Speaker: Pike, T. (National Intelligence University)
Date: 9 October 2019
SMA hosted speaker session presented by LTC Thomas Pike (National Intelligence University) as a part of its Future of Global Competition & Conflict Speaker Series. During part two of his two-part brief, LTC Pike focused on a primary argument made in his dissertation: Computation is a critical tool necessary to analyze complex systems, and its use must be expanded across the Joint Force. He stated that artificial intelligence (AI) is a discipline that consists of a suite of different computational approaches.
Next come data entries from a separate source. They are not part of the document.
PR #987, opened 2024-05-16
SLCORE-808 Create default plugin storage file if no plugin to download

serhat-yenican-sonarsource:
# For SonarSourcers:

- [ ] When changing an API:

# For external contributors:

### DIFF
--- a/backend/server-connection/src/main/java/org/sonarsource/sonarlint/core/serverconnection/PluginsSynchronizer.java
+++ b/backend/server-connection/src/main/java/org/sonarsource/sonarlint/core/serverconnection/PluginsSynchronizer.java
@@ -61,8 +61,13 @@ public class PluginsSynchronizer {
     var pluginsToDownload = serverPlugins.stream()
       .filter(p -> shouldDownload(p, storedPluginsByKey))
       .collect(Collectors.toList());
+
+    if (pluginsToDownload.isEmpty()) {
+      storage.plugins().storeNoPlugins();
+      return new PluginSynchronizationSummary(false);
+    }
     downloadAll(serverApi, pluginsToDownload, cancelMonitor);
-    return new PluginSynchronizationSummary(!pluginsToDownload.isEmpty());
+    return new PluginSynchronizationSummary(true);
   }
 
   private void downloadAll(ServerApi serverApi, List<ServerPlugin> pluginsToDownload, SonarLintCancelMonitor cancelMonitor) {
--- a/backend/server-connection/src/main/java/org/sonarsource/sonarlint/core/serverconnection/storage/PluginsStorage.java
+++ b/backend/server-connection/src/main/java/org/sonarsource/sonarlint/core/serverconnection/storage/PluginsStorage.java
@@ -128,4 +128,22 @@ public class PluginsStorage {
       return Collections.emptyList();
     }
   }
+
+  public void storeNoPlugins() {
+    if (!Files.exists(pluginReferencesFilePath)) {
+      createPluginDirectory();
+      rwLock.write(() -> {
+        var references = Sonarlint.PluginReferences.newBuilder().build();
+        ProtobufFileUtil.writeToFile(references, pluginReferencesFilePath);
+      });
+    }
+  }
+
+  private void createPluginDirectory() {
+    try {
+      Files.createDirectories(pluginReferencesFilePath.getParent());
+    } catch (IOException e) {
+      throw new StorageException(String.format("Cannot create plugin file directory: %s", rootPath), e);
+    }
+  }
 }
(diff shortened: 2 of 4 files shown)


backend/server-connection/src/main/java/org/sonarsource/sonarlint/core/serverconnection/storage/PluginsStorage.java
```diff
@@ -128,4 +128,22 @@ private List<File> getUnknownFiles() {
       return Collections.emptyList();
     }
   }
+
+  public void setReady() {
```
damien-urruty-sonarsource, line 132: I suppose the `setReady` name refers to the analysis readiness? This class is about the storage itself, pretty low-level, so I would avoid a name referring to how it is used. Maybe something like `setEmpty` or `storeNoPlugins` (I'm not good at naming...)

medium-tests/src/test/java/mediumtest/synchronization/PluginSynchronizationMediumTests.java
```diff
@@ -154,7 +154,7 @@ void it_should_not_pull_plugins_that_do_not_support_sonarlint() {
       .build(client);
 
     waitAtMost(3, SECONDS).untilAsserted(() -> {
-      assertThat(getPluginsStorageFolder()).doesNotExist();
+      assertThat(getPluginsStorageFolder().toFile().listFiles()).hasSize(1);
```
damien-urruty-sonarsource, line 157: I suggest checking a little bit further to verify whether the file's content is what we expect.

backend/server-connection/src/main/java/org/sonarsource/sonarlint/core/serverconnection/storage/PluginsStorage.java
```diff
@@ -128,4 +128,22 @@ private List<File> getUnknownFiles() {
...
+    if(!Files.exists(pluginReferencesFilePath)) {
```
damien-urruty-sonarsource, line 133: Nitpick: Maybe a mall formatting issue here, should be `if (` with a space

backend/server-connection/src/main/java/org/sonarsource/sonarlint/core/serverconnection/PluginsSynchronizer.java
```diff
@@ -61,8 +61,13 @@ public PluginSynchronizationSummary synchronize(ServerApi serverApi, boolean sup
     var pluginsToDownload = serverPlugins.stream()
       .filter(p -> shouldDownload(p, storedPluginsByKey))
       .collect(Collectors.toList());
+
+    if(pluginsToDownload.isEmpty()) {
```
damien-urruty-sonarsource, line 65: Same here. Is it a misconfiguration of the formatter?

damien-urruty-sonarsource (approved):
Some suggestions, overall LGTM! Good catch for this bug

backend/server-connection/src/main/java/org/sonarsource/sonarlint/core/serverconnection/storage/PluginsStorage.java
serhat-yenican-sonarsource: Yes, I was thinking of analysis readiness. I will go with the `storeNoPlugins` option then 👍

medium-tests/src/test/java/mediumtest/synchronization/PluginSynchronizationMediumTests.java
serhat-yenican-sonarsource: Before this change, if no plugins were downloaded, there would be no file under the `/plugins` dir. Now, we create the `pb` file in any case, but there will be no plugin jar files. That's why I checked the file count.

I can also check the file name `plugin_references.pb`. I used to add this check first, but it looked cumbersome, so I removed it. If you think it is enough, I can add it.

backend/server-connection/src/main/java/org/sonarsource/sonarlint/core/serverconnection/storage/PluginsStorage.java
serhat-yenican-sonarsource: Thanks for the remainder. It seems I disabled it for some reason. I reenabled it.

backend/server-connection/src/main/java/org/sonarsource/sonarlint/core/serverconnection/PluginsSynchronizer.java
serhat-yenican-sonarsource: I fixed the config, thanks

There is no universal algorithm, and every situation is different. Furthermore, each approach and sub-approach has its strengths and weaknesses. LTC Pike then explained that what allows AI to flourish is the ecosystem of computational tools and code that surround it. Each tool or code can be used for different purposes, and code stores knowledge that others can employ in a wide variety of situations. Moreover, in order to strengthen AI, the ecosystem of tools and code must become vast, which can be done by individual users providing open source data and building up public libraries. LTC Pike then provided a critical overview of how the open source/AI community works and how it allows individuals with even basic skills to perform advanced computational and AI-related tasks. He stated that open source code is often incredibly easy to use, and simply with a knowledge of what certain algorithms can do, any practitioner can utilize it. LTC Pike then spoke about how the Joint Force cannot just integrate current AI tools into the Joint Intelligence Process (JIP) and the Joint Planning Process (JPP) but set the conditions to lead the way for leveraging emerging tools and encoding the workforce’s current knowledge. To conclude, LTC Pike provided a series of recommendations. He advocated for the increased use of computation and explained that the Joint Force can improve the Joint Intelligence Preparation of the Operational Environment (JIPOE) process in two ways: 1) by managing the analysis of relevant actor interdependencies to better understand links between behavioral trends and outcomes and 2) by expanding the use of AI and its collection of computational tools in order to do so more rapidly.